#### Task item
Both the line with "PR #733, opened 2022-10-12" and the line with "--- a/addons/udes_security/controllers/main.py" in the records below must appear in the output, along with every line between them, exactly and with nothing added.

━━━━━ Supplied information ━━━━━

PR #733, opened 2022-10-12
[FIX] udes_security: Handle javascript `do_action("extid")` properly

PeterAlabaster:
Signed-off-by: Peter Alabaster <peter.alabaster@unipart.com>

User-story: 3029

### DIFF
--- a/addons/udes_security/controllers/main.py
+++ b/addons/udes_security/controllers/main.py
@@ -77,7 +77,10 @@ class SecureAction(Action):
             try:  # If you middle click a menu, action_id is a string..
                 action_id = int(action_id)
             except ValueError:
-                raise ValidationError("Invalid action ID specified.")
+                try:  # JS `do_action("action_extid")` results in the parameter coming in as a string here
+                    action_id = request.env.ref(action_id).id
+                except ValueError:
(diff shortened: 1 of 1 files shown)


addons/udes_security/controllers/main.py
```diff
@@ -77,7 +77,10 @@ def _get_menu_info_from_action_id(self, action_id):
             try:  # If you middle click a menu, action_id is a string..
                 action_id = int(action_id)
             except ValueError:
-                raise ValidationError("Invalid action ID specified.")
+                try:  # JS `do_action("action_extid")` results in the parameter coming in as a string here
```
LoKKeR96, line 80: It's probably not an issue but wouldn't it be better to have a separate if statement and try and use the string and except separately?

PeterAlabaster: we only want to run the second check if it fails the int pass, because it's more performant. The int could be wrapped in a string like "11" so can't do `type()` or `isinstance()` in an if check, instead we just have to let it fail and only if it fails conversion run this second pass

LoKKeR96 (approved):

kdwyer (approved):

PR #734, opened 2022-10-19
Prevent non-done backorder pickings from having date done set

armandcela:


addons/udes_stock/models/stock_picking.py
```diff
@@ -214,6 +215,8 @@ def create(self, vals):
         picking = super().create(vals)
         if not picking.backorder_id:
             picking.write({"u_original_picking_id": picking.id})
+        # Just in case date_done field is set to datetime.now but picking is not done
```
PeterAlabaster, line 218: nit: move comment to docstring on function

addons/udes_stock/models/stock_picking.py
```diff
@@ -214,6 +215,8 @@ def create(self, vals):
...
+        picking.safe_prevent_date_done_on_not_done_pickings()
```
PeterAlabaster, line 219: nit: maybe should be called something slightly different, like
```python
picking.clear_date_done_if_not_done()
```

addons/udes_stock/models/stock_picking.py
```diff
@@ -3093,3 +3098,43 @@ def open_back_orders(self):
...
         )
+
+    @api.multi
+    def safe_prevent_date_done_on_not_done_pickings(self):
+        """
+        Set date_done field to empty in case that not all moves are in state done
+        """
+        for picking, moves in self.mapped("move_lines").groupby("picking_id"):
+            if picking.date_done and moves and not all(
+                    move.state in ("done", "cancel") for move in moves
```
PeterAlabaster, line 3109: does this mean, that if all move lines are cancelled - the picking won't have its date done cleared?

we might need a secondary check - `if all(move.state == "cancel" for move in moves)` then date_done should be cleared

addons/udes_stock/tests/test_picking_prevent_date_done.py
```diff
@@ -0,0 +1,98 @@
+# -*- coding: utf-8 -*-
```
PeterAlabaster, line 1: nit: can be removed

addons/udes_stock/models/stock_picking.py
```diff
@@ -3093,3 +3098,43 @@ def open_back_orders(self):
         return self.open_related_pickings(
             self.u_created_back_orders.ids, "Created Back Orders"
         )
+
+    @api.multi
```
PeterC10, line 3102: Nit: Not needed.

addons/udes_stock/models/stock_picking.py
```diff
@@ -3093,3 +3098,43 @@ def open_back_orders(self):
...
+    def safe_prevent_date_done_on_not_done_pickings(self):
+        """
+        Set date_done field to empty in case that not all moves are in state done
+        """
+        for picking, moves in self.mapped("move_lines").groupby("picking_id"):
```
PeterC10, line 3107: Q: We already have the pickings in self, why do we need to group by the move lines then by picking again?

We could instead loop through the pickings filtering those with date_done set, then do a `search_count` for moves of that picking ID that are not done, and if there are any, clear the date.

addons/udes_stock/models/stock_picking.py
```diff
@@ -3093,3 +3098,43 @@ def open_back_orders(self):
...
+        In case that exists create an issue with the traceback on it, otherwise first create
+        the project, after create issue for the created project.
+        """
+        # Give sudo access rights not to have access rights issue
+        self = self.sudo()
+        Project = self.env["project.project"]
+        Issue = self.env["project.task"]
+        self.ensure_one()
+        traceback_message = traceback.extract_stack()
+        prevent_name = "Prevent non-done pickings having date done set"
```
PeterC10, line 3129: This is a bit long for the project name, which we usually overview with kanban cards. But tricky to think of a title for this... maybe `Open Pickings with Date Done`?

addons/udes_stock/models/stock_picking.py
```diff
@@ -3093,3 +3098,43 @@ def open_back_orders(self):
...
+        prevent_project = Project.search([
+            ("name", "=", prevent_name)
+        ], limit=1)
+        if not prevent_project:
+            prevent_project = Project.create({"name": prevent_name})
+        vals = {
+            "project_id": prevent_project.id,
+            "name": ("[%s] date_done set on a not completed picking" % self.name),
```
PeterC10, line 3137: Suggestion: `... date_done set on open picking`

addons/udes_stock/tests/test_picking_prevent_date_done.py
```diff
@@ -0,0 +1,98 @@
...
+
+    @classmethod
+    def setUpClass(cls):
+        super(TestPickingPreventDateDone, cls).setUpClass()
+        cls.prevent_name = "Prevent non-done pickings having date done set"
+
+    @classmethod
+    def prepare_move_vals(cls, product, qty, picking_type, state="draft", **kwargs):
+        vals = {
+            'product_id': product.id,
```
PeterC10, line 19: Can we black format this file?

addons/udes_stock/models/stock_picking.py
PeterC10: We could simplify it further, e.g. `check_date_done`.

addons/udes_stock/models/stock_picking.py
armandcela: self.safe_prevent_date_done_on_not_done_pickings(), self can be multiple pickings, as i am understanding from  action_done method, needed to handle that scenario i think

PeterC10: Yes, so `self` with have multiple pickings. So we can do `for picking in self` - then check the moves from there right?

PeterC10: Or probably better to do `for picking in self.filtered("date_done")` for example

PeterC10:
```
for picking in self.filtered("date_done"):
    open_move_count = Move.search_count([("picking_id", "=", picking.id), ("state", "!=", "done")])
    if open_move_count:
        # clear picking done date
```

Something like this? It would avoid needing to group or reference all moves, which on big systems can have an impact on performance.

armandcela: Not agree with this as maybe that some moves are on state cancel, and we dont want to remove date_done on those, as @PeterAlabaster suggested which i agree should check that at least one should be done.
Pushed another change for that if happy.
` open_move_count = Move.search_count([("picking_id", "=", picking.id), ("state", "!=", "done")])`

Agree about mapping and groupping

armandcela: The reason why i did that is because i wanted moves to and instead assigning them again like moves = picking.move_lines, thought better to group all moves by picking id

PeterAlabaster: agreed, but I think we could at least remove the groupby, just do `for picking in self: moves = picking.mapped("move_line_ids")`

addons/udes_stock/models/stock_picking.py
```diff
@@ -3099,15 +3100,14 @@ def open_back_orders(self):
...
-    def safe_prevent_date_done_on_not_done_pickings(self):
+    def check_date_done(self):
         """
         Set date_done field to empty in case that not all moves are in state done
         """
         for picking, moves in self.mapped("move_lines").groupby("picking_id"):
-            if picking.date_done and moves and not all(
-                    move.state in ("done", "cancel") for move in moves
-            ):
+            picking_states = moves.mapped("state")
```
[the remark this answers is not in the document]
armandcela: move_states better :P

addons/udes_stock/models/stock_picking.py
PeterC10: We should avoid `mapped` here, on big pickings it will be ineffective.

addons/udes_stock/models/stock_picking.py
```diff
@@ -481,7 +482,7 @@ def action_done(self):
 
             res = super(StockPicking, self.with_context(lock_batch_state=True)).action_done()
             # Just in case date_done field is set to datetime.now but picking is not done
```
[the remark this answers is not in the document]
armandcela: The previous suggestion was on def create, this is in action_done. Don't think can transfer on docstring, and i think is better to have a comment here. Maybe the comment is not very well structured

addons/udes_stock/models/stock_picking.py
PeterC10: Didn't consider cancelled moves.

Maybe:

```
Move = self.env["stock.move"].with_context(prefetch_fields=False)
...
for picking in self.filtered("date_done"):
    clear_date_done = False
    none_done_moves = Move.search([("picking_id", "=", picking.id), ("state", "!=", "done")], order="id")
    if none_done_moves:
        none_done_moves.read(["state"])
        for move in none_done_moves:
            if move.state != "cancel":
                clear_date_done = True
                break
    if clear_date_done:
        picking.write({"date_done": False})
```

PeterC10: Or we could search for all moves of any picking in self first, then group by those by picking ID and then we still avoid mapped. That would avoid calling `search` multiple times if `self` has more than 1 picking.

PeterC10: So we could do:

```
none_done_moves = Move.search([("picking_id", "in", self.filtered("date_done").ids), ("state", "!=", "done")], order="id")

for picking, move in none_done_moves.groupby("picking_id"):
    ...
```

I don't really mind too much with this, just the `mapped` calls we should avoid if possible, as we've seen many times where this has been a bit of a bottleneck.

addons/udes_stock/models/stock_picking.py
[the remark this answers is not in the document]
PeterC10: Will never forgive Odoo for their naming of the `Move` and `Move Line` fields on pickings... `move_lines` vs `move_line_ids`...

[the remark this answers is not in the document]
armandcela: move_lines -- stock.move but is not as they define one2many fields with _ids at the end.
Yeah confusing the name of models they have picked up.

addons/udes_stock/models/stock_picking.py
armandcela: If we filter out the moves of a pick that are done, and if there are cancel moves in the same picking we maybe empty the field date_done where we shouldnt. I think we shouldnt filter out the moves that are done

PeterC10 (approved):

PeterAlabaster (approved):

━━━━━
━━━━━ Supplied information ━━━━━

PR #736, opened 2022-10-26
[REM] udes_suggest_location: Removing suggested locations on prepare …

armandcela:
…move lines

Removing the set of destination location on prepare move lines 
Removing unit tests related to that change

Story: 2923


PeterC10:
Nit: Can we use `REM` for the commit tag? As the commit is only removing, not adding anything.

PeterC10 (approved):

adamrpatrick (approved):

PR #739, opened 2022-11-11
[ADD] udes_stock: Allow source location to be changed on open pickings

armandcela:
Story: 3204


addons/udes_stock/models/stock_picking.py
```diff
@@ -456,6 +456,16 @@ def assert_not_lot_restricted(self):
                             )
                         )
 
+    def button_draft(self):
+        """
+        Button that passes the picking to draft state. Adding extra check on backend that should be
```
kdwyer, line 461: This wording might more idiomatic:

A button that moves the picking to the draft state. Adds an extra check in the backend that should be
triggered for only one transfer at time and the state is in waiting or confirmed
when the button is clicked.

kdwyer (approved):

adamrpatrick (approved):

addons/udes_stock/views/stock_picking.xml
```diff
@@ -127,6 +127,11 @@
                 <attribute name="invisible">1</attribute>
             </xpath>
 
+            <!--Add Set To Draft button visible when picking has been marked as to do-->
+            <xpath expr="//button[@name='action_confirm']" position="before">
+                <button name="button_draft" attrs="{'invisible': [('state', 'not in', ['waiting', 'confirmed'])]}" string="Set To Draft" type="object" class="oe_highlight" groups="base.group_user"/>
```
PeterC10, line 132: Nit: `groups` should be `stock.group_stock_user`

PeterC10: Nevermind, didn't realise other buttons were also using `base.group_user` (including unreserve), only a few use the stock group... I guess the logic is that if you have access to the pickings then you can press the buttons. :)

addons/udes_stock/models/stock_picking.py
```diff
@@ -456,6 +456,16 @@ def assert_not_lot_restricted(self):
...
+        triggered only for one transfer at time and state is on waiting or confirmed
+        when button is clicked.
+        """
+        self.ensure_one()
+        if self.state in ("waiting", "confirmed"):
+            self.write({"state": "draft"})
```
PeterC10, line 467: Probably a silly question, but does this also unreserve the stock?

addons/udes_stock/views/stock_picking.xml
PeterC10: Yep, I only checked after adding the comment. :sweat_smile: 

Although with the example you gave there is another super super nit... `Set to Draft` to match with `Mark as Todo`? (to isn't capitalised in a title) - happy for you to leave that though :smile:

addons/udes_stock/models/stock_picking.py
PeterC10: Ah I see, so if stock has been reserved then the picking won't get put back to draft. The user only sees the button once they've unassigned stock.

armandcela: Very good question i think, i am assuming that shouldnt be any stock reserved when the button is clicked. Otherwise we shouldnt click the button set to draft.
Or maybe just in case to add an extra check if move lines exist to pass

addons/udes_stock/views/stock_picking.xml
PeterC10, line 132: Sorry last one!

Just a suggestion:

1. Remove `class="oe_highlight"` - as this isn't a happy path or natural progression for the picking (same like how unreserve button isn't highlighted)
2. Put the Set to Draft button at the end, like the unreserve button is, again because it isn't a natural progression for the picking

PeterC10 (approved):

━━━━━
━━━━━ Supplied information ━━━━━

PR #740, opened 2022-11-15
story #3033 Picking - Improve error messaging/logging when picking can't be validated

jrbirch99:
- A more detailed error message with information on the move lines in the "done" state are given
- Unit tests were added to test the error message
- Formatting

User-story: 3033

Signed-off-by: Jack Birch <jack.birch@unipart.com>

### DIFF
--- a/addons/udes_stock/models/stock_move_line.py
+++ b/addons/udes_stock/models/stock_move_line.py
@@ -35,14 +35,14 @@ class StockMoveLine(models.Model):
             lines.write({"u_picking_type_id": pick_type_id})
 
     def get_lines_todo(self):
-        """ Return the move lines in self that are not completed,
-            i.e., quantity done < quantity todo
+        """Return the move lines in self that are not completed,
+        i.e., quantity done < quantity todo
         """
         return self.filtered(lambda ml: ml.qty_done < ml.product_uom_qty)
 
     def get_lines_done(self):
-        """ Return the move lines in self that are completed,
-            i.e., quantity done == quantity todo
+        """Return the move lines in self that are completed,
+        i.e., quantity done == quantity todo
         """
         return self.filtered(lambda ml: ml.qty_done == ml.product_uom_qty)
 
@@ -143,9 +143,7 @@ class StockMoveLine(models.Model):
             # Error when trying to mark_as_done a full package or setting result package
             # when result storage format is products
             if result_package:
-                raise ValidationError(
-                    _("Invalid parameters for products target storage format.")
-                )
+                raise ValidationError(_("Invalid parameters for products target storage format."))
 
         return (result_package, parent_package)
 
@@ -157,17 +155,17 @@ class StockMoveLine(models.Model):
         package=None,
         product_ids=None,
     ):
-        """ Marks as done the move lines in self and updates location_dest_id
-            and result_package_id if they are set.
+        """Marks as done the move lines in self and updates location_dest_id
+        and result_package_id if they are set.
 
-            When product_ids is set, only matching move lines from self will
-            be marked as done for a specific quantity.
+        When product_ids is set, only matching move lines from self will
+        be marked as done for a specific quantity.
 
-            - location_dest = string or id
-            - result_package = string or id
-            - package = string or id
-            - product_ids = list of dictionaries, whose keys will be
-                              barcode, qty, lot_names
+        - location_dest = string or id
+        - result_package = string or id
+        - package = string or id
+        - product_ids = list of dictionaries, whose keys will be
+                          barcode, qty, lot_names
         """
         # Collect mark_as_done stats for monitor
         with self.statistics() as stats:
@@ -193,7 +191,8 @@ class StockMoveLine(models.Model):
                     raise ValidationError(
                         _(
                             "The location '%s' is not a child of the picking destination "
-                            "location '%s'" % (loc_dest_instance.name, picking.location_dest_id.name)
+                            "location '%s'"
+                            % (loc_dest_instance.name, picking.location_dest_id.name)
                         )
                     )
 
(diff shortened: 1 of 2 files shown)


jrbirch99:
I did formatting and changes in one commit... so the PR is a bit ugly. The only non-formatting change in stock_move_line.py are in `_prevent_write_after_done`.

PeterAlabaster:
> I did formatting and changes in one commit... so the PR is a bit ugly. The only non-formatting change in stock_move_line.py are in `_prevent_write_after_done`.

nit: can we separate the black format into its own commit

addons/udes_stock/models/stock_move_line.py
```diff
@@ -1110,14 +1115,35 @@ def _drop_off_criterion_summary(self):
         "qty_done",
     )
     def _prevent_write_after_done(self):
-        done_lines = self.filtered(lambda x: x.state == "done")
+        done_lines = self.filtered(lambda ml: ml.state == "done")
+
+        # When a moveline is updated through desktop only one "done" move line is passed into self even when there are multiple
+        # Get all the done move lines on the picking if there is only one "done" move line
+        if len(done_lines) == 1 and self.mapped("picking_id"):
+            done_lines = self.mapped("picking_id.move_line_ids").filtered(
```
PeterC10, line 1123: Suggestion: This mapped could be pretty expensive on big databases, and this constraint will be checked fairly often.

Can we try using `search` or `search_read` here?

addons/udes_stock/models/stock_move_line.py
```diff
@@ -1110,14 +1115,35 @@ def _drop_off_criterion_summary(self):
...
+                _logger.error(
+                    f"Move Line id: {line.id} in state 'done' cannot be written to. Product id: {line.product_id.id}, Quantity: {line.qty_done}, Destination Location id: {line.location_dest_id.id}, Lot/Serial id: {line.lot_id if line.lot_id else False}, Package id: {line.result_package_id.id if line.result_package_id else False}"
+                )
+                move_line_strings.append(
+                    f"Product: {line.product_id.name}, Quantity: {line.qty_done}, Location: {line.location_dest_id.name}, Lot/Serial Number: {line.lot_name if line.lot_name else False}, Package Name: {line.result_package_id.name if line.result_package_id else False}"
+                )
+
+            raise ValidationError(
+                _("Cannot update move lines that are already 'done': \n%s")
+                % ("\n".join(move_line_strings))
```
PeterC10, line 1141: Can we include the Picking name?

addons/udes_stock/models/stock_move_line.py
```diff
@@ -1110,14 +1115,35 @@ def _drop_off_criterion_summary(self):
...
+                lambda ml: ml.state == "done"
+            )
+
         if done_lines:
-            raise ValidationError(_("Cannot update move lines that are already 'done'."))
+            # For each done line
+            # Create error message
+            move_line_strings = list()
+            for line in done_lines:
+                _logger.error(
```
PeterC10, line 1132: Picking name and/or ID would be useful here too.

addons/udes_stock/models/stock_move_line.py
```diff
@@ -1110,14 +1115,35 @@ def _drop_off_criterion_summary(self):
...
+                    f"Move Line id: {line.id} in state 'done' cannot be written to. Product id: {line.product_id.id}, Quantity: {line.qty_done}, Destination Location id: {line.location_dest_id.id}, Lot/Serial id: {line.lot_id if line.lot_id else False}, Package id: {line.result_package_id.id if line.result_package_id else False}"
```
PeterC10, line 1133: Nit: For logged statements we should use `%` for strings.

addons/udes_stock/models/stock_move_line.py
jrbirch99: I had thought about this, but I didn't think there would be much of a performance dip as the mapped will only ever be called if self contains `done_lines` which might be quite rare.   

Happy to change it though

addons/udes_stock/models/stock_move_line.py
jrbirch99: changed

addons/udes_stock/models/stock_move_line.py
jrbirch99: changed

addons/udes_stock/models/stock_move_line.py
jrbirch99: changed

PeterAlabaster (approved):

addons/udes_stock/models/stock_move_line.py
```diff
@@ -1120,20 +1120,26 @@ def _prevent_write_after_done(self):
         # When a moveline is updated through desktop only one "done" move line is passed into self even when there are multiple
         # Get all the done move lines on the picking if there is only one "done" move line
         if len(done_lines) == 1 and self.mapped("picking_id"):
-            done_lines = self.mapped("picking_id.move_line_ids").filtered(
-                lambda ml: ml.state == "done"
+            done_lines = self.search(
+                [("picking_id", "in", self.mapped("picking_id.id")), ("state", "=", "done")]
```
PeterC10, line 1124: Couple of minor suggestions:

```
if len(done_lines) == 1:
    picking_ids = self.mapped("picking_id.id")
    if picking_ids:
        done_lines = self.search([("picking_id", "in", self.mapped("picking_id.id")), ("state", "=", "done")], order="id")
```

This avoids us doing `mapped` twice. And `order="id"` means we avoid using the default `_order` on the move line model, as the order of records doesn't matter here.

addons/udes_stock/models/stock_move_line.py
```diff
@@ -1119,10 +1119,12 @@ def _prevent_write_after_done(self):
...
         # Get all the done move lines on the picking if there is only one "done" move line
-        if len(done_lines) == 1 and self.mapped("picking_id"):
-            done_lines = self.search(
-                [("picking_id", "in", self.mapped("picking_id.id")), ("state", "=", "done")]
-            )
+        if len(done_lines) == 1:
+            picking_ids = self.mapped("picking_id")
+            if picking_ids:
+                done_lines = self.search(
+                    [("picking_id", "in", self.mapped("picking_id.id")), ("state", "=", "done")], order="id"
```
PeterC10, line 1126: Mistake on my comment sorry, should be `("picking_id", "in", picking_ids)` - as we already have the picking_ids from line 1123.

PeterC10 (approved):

━━━━━

#### Exercise response
PR #733, opened 2022-10-12
[FIX] udes_security: Handle javascript `do_action("extid")` properly

PeterAlabaster:
Signed-off-by: Peter Alabaster <peter.alabaster@unipart.com>

User-story: 3029

### DIFF
--- a/addons/udes_security/controllers/main.py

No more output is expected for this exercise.